I thought you really cared.

(Or in the case of truly meaningless talk like the weather, I thought that you hoped I’d say something clever and we’d hit it off.)

I thought all this because I am not wired to talk immediately to anyone I happen to be near, so the reason why other people do it has always been a mystery to me.

But Chomsky says you don’t really care. You don’t care any more than I do what we’re talking about, or how I respond (unless I suddenly get really offensive, I suppose). You’re just saying things out loud because it makes you feel good.

Which means that really, when a stranger is making chit-chat, they are broadcasting garbage at me. My auto-responder is exactly the amount of my mental effort they deserve, because they’re just burping words near me for their own personal comfort. Not only am I not the asshole in this scenario, I’m sort of the victim.
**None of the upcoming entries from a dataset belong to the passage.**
PR #1935, opened 2022-09-13
refactor: Added nullable annotations to Annotations classes of Core library.

HavenDV:
### Checklist

-
-
-

@oxyplot/admins


VisualMelon:
Sorry I've not got around to looking at this yet, I'll try to find time tomorrow to go through it properly.

Source/OxyPlot/Annotations/FunctionAnnotation.cs
```diff
@@ -36,7 +38,7 @@ public FunctionAnnotation()
         /// <summary>
         /// Gets or sets the y=f(x) equation when Type is Equation.
         /// </summary>
-        public Func<double, double> Equation { get; set; }
+        public Func<double, double>? Equation { get; set; }
```
VisualMelon, line 41: This is the sort of thing where I got unstuck when I tried to fit nullables: things like this and `ImageAnnotation.ImageSource` would ideally be `required` and non-nullable, but that would present a breaking change, forcing assignment up-front. I think we have to make them nullable, but ideally, we'd also signal that they must be assigned for the object to function. Long term, we might judge that it makes sense to make these required and non-nullable, but the whole class of incrementally fillable types is problematic.

For the time being, however, these have to be nullable to avoid a breaking change, because there are no sane defaults, and defaulting to `null!` would just create confusion.

Source/OxyPlot/Annotations/ImageAnnotation.cs
```diff
@@ -120,17 +122,29 @@ public override void Render(IRenderContext rc)
 
             if (double.IsNaN(width) && double.IsNaN(height))
             {
+                if (this.ImageSource == null)
+                {
+                    throw new InvalidOperationException($"{nameof(this.ImageSource)} is null.");
+                }
```
VisualMelon: Can we move these up to the top of the method and make the exception message more descriptive? (that said, not sure what to suggest, something like "ImageSource must be non-null before rendering" would just be confusing)

Source/OxyPlot/Annotations/LineAnnotation.cs
```diff
@@ -96,7 +98,7 @@ protected override IList<ScreenPoint> GetScreenPoints()
                     points.Add(new DataPoint(this.ActualMinimumX, fx(this.ActualMinimumX)));
                     points.Add(new DataPoint(this.ActualMaximumX, fx(this.ActualMaximumX)));
                 }
-                else
+                else if (fy != null)
```
VisualMelon, line 101: Probably ought to throw if both are none, to catch any internal implementation errors.

Source/OxyPlot/Annotations/PathAnnotation.cs
```diff
@@ -182,6 +184,14 @@ public override void Render(IRenderContext rc)
 
             this.GetActualTextAlignment(out var ha, out var va);
 
+            if (this.XAxis == null)
+            {
+                throw new InvalidOperationException($"{nameof(this.XAxis)} is null.");
+            }
+            if (this.YAxis == null)
+            {
+                throw new InvalidOperationException($"{nameof(this.XAxis)} is null.");
```
VisualMelon: Typo: YAxis

Source/OxyPlot/Annotations/PathAnnotation.cs
```diff
@@ -291,6 +301,15 @@ protected override HitTestResult HitTestOverride(HitTestArguments args)
         /// </summary>
         protected virtual void CalculateActualMinimumsMaximums()
         {
+            if (this.XAxis == null)
+            {
+                throw new InvalidOperationException($"{nameof(this.XAxis)} is null.");
+            }
+            if (this.YAxis == null)
+            {
+                throw new InvalidOperationException($"{nameof(this.XAxis)} is null.");
```
VisualMelon: Typo: YAxis

Source/OxyPlot/Annotations/TextualAnnotation.cs
```diff
@@ -31,7 +33,7 @@ protected TextualAnnotation()
         /// Gets or sets the annotation text.
         /// </summary>
         /// <value>The text.</value>
-        public string Text { get; set; }
+        public string? Text { get; set; }
```
VisualMelon, line 36: File will need further changes when `MathRenderingExtensions` is updated: might be worth doing that now?

VisualMelon (changes requested):

VisualMelon:
Main thing to work out, I think, is how we are going to signal properties that have no default but must be assigned, e.g. `FunctionAnnotation.Equation` (see above) and `ImageAnnotation.Source`: both in the documentation, and when we throw exceptions because they are not assigned by the time they are rendered etc. Any thoughts welcome: worth figuring this out now then we can apply it elsewhere.

Pinging @Jonarw because he reviewed my original attempts at this.

Source/OxyPlot/Annotations/FunctionAnnotation.cs
HavenDV: I want to clarify that I am not changing anything. Right now the default is null, and nullable enable just exposes that.
But I can set the default value as `value => value` lambda.

VisualMelon: @HavenDV sorry, serious typo in my message, should have read "For the time being, however, these have to be nullable to avoid a breaking change"

I think any non-null default will just cover over issues in consumer code.

HavenDV:
For now, I've just settled on simply throwing `InvalidOperationException("{name} is null.")`. This is not the best solution, but it is much better than the possible NRE. I didn't bother to add a detailed description because the current code is working and well tested and these events most likely won't happen. In addition, I do not always understand the context of the code in order to make a clear description.

Source/OxyPlot/Annotations/ImageAnnotation.cs
HavenDV: image
Please check my post below.
Also, I didn't add an exception to the beginning of the method because the ImageSource is not needed if GetVector returns non-NaN X and Y values. But I didn't look below where the RenderingExtensions.DrawImage call happens, which requires a non-null ImageSource value and which hasn't yet been marked with nullable enable

VisualMelon:
Context I'm imagining is a user who is assembling an object from different places (so can't just throw all the properties together at once without needing a builder or shadow type of some kind) who may fail to set the value of one of these required-but-with-no-default properties: they may either not realise that they are meant to assign the value, or it may not be assigning it without realising (or indeed may be assinging it null without realising). As you say, hopefully OxyPlot itself isn't going to assign e.g. `FunctionAnnotation.Function` to null unilaterally, so ideally we want an exception that makes it clear that it's user error. `InvalidOperationException` is the right type (if we don't want our own), but I just wonder if we can convey it more strongly in the message: this property is null, and shouldn't be null by the time the plot element is expected to do something (and it's your problem as the consumer). Like I said, I can't suggest a better wording off hand, but hopefully that explains where I'm coming from.

Source/OxyPlot/Annotations/ImageAnnotation.cs
VisualMelon: Sorry, I didn't realise that none of the render context stuff has been done yet. The image source is essential to the image annotation, and should be required for the call to `RenderingExtensions.DrawImage`, so it's OK to throw under any circumstance. Maybe like `MathRenderingExtensions` it makes sense to annotate `RenderingExtensions` and `IRenderContext` now (should be pretty simple, since there's no state lingering).

Source/OxyPlot/Rendering/RenderContext/RenderingExtensions.cs
```diff
@@ -93,8 +95,8 @@ public static EdgeRenderingMode GetActual(this EdgeRenderingMode edgeRenderingMo
             EdgeRenderingMode edgeRenderingMode,
             double[] dashArray,
```
VisualMelon: `dashArray` should be nullable (`GetDashArray` in `LineStyleHelper` can return `null`)

Source/OxyPlot/Annotations/TextualAnnotation.cs
```diff
@@ -33,7 +33,7 @@ protected TextualAnnotation()
         /// Gets or sets the annotation text.
         /// </summary>
         /// <value>The text.</value>
-        public string? Text { get; set; }
+        public string Text { get; set; } = string.Empty;
```
VisualMelon: This should remain as `string? Text` initialised to `null`

(Sorry, my original comment wasn't very clear: with it nullable we need to add checks when calling into `MathRenderingExtensions`)

VisualMelon (changes requested):
Couple of small things, otherwise I think this is all good.

Source/OxyPlot/Annotations/TextualAnnotation.cs
HavenDV: This will entail a whole series of checks during the rendering stage.
image

VisualMelon: I think that might be inevitable. I'll take a closer look now, but I don't think we can change the default to non-null in a hurry.

HavenDV: I only see problems with this if users with Nullable disable can sometimes have null instead of this value. But this will result in an NRE for them anyway.
While exceptions will let the user know that they forgot to set the Text property, the very use of TextualAnnotation implies this.

VisualMelon: It's the same problem as `ImageAnnotation.ImageSource` etc.: it has to be set, but there's almost 10 years of code that might not be initialising the object all at once, and may even be using `null` to signal to different parts of code that it needs to be changed: changing the default at this point will cover-over failing to assign the value, and be a silent code-breaking change for some users. Perhaps we can try to gauge how big a deal this will be?

Regarding the last point, `PointAnnotation` and friends don't actually require the text property to be set; however, the behaviour won't change for `PointAnnotation` with your proposal, but it may change the behaviour of consuming code. It may just be the old versions of everything we're using, but I'm surprised by the error in that case, as the usage is within an `if (!String.IsNullOrEmpty)` check.

Looking back at old posts, I think my previous remarks express my current feelings rather well:

> I think the main benefit we might see from this will just be in informing us where we should be throwing more helpful errors. Short of breaking every plot element in two, I don't think there is too much we can achieve to tighten the API, so it will mostly be limited to expressing which things may be null, which dilutes the meaning for those which are expected to be null.

The problem is that OxyPlot is basically a bundle of mutable objects without defaults (which means that `null` signals something to the consumer). This (`TextualAnnotation.Text`) is obviously a case where I'm advocating for making something nullable because it might happen to be null, rather than because it is intended to be null.

@Jonarw has previously described the possibility of just leaving nullable off for certain types; I'm going to do some reading/experimentation to see if this might be a possibility in these cases. I've previously been opposed to this, but I could certainly buy the benefit of having nullable annotations on all methods but omitting it on a class of properties if it's not too misleading for the consumer. _In particular, we could leave these unannotated now, and then annotate them e.g. when we have `required`: benefit of `required` is that it expresses the intention well, means simple and correct code will continue to work fine, and will noisily break old code, so is OK for a major release._

I'm torn between respecting the type system - which tells me to keep these nullable and use documentation to talk to the user instead - and trying to express the intention that these should be initialised to a non-null value by the user - which tells me to make these non-null and just initialise them to `null` anyway (is there any precedent for this in other libs?). I'm definitely opposed to adding non-null defaults for everything at the moment, though in this specific case, perhaps `string.Empty` would be OK..

Sorry, no decisions in there... I'd like to take a bit more time to think about this. My instinct still is to keep them nullable, and add more useful exceptions and inline documentation. Feel free to dump any vaguely relevant thoughts you might have here.

VisualMelon:
@HavenDV thanks for pushing that (if nothing else makes it easier to talk about): what's your reckoning? (`NotNullWhen` appears in netstandard2.1)

HavenDV:
> @HavenDV thanks for pushing that (if nothing else makes it easier to talk about): what's your reckoning? (`NotNullWhen` appears in netstandard2.1)

Sorry, I didn't understand what you mean, English is not my native language

VisualMelon:
Sorry, I'm not sure that's even good English to be honest.

Just wanted to know your opinion on your latest commit; obviously it's not pretty, but I don't think we can do better while continuing to support netstandard1.0 if we do make `Text` nullable.

Source/OxyPlot/Annotations/TextualAnnotation.cs
VisualMelon: Pinging @Jonarw again should be want to jump in on this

Now I can’t deny that my own strange impulse—looking for any way to get out of the conversation, quickly—may be just as annoying to them as the word burping is to me. But at least now we’re in this together, both of us doing selfishly whatever we can for our own ease of comfort, with little regard for the other. I don’t really feel too bad about that.

With a friend it’s a little different. I can indulge a friend who needs to off-gas some words for their peace of mind. Maybe they had a bad day at work or an argument with their parents. But when I find myself daydreaming, I’m not really cheating them out of the great gift of my considered opinion. I’m giving them exactly what they want, which is someone who will listen while they put their thoughts “on paper” (paper being my ear) and organize what they think and feel about the situation. Chances are, any seeming clarity they get comes from that process of venting it all out—not from any advice I give.

Looking back over my life, my habit of not listening seems to always happen when the other person is broadcasting junk, when they aren’t really trying to transmit meaningful two-way communication. That tells me two things:

  1. Instead of feeling guilty about not paying much attention, I suppose I can feel comfortable with it. I’m giving them what they need (someone who will let them talk) without pretending they need anything more.
  2. If I can move a conversation toward meaningful two-way dialogue, as I did with the woman at the bus stop in the beginning of this essay, I will actually enjoy the conversation.

This is where I’d like your opinion (in a meaningful, two-way sense). The auto-responder may be just what someone needs, but what is the limit? When does it become just as rude as I always feared it was?